Can not reproduce the result of DenseCLIP-R50.

raoyongming / DenseCLIP

[CVPR 2022] DenseCLIP: Language-Guided Dense Prediction with Context-Aware Prompting

505 stars 38 forks source link

Can not reproduce the result of DenseCLIP-R50. #18

Closed Richardych closed 2 years ago

Richardych commented 2 years ago

Hi,

I use your introduction of training denseclip-R50, with batch_size of "4 x 8 GPU".

However I can not reproduce your results(43.5) in your paper, I only get 42.8 mIoU.

Can you provide the training log file? or more details (e.g., seed?) to reproduce your paper results. Thanks!

raoyongming commented 2 years ago

Hi,

Thanks for your interest in our work. I have uploaded the training log for your reference. Our experiments are conducted with pytorch 1.10.0, cuda 11.1, and mmseg 0.18.0. We didn't set the random seed so there might be some differences between identical runs.

Richardych commented 2 years ago

@raoyongming Thanks for your reply. My env is torch1.8.1_cuda10.1_mmseg_0.19.0, and I set a seed=0.
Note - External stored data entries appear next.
Issue #131, opened 2025-03-23
[ENH] Pre-selection transformer to drop near zero variance assets


HugoDelatte:
Add a pre-selection transformer to drop near zero variance assets as discussed in https://github.com/skfolio/skfolio/discussions/130

PR #132, opened 2025-03-30
[ENH] add DropZeroVariance

Vincent-Maladiere:
This is my first PR with skfolio! :)

#### Reference Issues/PRs

Fixes https://github.com/skfolio/skfolio/issues/131

A simple `DropZeroVariance` transformer to drop assets with near-zero variance.

No

Yes

##### For all contributions
	-> this file doesn't exist anymore, should we remove this entry in the PR template?

##### For new estimators
- [x] I've added the estimator to the API reference in `docs/api.rst`.
- [x] I've added one or more illustrative usage examples to the docstring and the `examples` section.

### DIFF
--- a/.pre-commit-config.yaml
+++ b/.pre-commit-config.yaml
@@ -13,7 +13,7 @@ repos:
     hooks:
       - id: ruff
         name: ruff-lint
-        args: [check, --fix, --exit-non-zero-on-fix]
+        args: [--fix, --exit-non-zero-on-fix]
       - id: ruff
         name: ruff-format
         args: [format, --diff]
--- a/CHANGELOG.md
+++ b/CHANGELOG.md
@@ -6,10 +6,6 @@
 
 * fix(population): surface plot compatible with plotly v6.0 ([`c053625`](https://github.com/skfolio/skfolio/commit/c053625d641eda1deee480aafd8d10cd0e6b3c56))
 
-### Feature
-
-* feat: DropZeroVariance estimator
-
 ## v0.8.0 (2025-03-21)
 
 ### Breaking
--- a/CHANGELOG.md
+++ b/CHANGELOG.md
@@ -6,6 +6,10 @@
 
 * fix(population): surface plot compatible with plotly v6.0 ([`c053625`](https://github.com/skfolio/skfolio/commit/c053625d641eda1deee480aafd8d10cd0e6b3c56))
 
+### Feature
+
+* feat: DropZeroVariance estimator
+
 ## v0.8.0 (2025-03-21)
 
 ### Breaking
--- a/src/skfolio/pre_selection/_drop_zero_variance.py
+++ b/src/skfolio/pre_selection/_drop_zero_variance.py
@@ -1,0 +1,68 @@
+"""Pre-selection DropZeroVariance module."""
+
+import numpy as np
+import numpy.typing as npt
+import sklearn.base as skb
+import sklearn.feature_selection as skf
+import sklearn.utils.validation as skv
+
+
+class DropZeroVariance(skf.SelectorMixin, skb.BaseEstimator):
+    """Transformer for dropping assets with near-zero variance.
+
+    On short windows, some assets can experience a near-zero variance, making
+    the covariance matrix improper for optimization. This simple transformer drops
+    assets whose variance is below some threshold.
+
+    Parameters
+    ----------
+    threshold : float, default=1e-6
+        Correlation threshold. The default value is `1e-6`.
+
+    Attributes
+    ----------
+    to_keep_ : ndarray of shape (n_assets, )
+        Boolean array indicating which assets are remaining.
+
+    n_features_in_ : int
+        Number of assets seen during `fit`.
+
+    feature_names_in_ : ndarray of shape (`n_features_in_`,)
+        Names of assets seen during `fit`. Defined only when `X`
+        has assets names that are all strings.
+    """
+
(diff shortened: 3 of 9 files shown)


.pre-commit-config.yaml
```diff
@@ -13,7 +13,7 @@ repos:
     hooks:
       - id: ruff
         name: ruff-lint
-        args: [check, --fix, --exit-non-zero-on-fix]
```
Vincent-Maladiere, line 16: I fought with the linting for a while, and removing this argument solved my issue. WDYT?

HugoDelatte: This lines from the pre-commit hook run a ruff check and fix linting issues then raise an error if it did encountered some issues so that the user is made aware.
If you did run `ruff check --fix` and `ruff format` before commiting, you shouldn't have any issues.
The only rare case where you can have an issue is when your local version of ruff is not up-to-date and the latest version in the pipeline has some new rule --> maybe try to update ruff and see if it resolve the issue?

CHANGELOG.md
HugoDelatte, line 1: You don't have to amend this file, it's done automatically in the github workflow.

src/skfolio/pre_selection/_drop_zero_variance.py
```diff
@@ -0,0 +1,68 @@
...
+import numpy.typing as npt
+import sklearn.base as skb
+import sklearn.feature_selection as skf
+import sklearn.utils.validation as skv
+
+
+class DropZeroVariance(skf.SelectorMixin, skb.BaseEstimator):
+    """Transformer for dropping assets with near-zero variance.
+
+    On short windows, some assets can experience a near-zero variance, making
```
HugoDelatte, line 13: This description is spot on! 👌

src/skfolio/pre_selection/_drop_zero_variance.py
```diff
@@ -0,0 +1,68 @@
...
+    the covariance matrix improper for optimization. This simple transformer drops
+    assets whose variance is below some threshold.
+
+    Parameters
+    ----------
+    threshold : float, default=1e-6
```
HugoDelatte, line 19: I would put the default to 1e-8
The rational is that a variance of 1e-6 means a std of 1e-3 so 0.10% per day (for daily X) which is around 1.6% per annum. Some very low volatility  assets can actually be considered valid and have such low volatility.

tests/test_pipeline/test_pipeline.py
HugoDelatte, line 1: Indeed, much cleaner!

HugoDelatte (changes requested):
Thank you for the PR, it's top work!

src/skfolio/pre_selection/_drop_zero_variance.py
HugoDelatte, line 1: I usually put the following on top of the file, WDYT?

```python
# Copyright (c) 2025
# Author: <your name>
# SPDX-License-Identifier: BSD-3-Clause
```

src/skfolio/pre_selection/_drop_zero_variance.py
Vincent-Maladiere: That's great insights!

src/skfolio/pre_selection/_drop_zero_variance.py
Vincent-Maladiere: I don't have a strong opinion, but I think consistency is important, so I'll add it indeed :)

.pre-commit-config.yaml
Vincent-Maladiere: Ok, I think I understand what's going on. This pre-commit config is slightly incorrect because:
- `id: ruff` calls the [`ruff` hook](https://github.com/astral-sh/ruff-pre-commit/blob/main/.pre-commit-hooks.yaml#L1) whose entry command is `ruff check`, not just `ruff`.
- `args: [check, --fix, --exit-non-zero-on-fix]` passes arguments to `ruff check`, so here it's equivalent to running `ruff check check --fix --exit-non-zero-on-fix`, which yields
  ```
   check:1:1: E902 No such file or directory (os error 2)
  ```
  due to the extra `check`
- The same goes for formatting, `id: ruff`, with `args: [format, --diff]` will result in `ruff check format --diff`. What you want here is using the [`ruff-format` hook](https://github.com/astral-sh/ruff-pre-commit/blob/main/.pre-commit-hooks.yaml#L12), using `id: ruff-format` with `args: [--diff]`, which is equivalent to running `ruff format --diff`
- You haven't run into this issue because you probably haven't installed this pre-commit config, and preferred running these ruff commands yourself? I'm just guessing here :)

All in all, this gives the following ruff config in your .pre-commit-config.yaml
```yaml
  - repo: https://github.com/astral-sh/ruff-pre-commit
    rev: v0.8.4
    hooks:
      - id: ruff
        name: ruff-lint
        args: [--fix, --exit-non-zero-on-fix]
      - id: ruff-format
        name: ruff-format
        args: [--diff]

```
Let me know what you think.

Vincent-Maladiere: (I can create a separate PR for this if that makes sense)

HugoDelatte: You are correct according to https://github.com/astral-sh/ruff-pre-commit
No idea why it didn't fail on my side and also the others as I get a notification that it's running...
Let's fix it in this PR as it's benign

HugoDelatte (approved):
All good, thx for this PR!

I think the "torch1.8.1_cuda10.1_mmseg_0.19.0" shouldn't make (43.5->42.8) degeneration of mIoU, I will try without setting seed.

Richardych commented 2 years ago

@raoyongming Hi,

I find that with random seed setting, I can still not reproduce the paper results: Have you verified the impact of the random seed of DenseCLIP? e.g., train multiple models and verify the robustness?

Look forward to your reply, Thanks! Since DenseCLIP is a great work, and I want to use it as a baseline.

raoyongming commented 2 years ago

I just check the logs of our experiments. It seems DenseCLIP-50 with the setting reported in our paper can generally achieve >43.0 mIoU in multiple runs in our environment. With different context lengths (4-32), DenseCLIP-r50 achieved 42.2-43.5 mIoU on ADE. I also notice the best results on ADE may depend on the last few iterations since the dataset is relatively small. So I think it seems ~43 mIoU should be reasonable considering it has largely outperformed the baseline (39.6 with CLIP+FPN).

Richardych commented 2 years ago

@raoyongming Thanks for the quick reply! Do you mean you got the 43.5 with the context_length of 32?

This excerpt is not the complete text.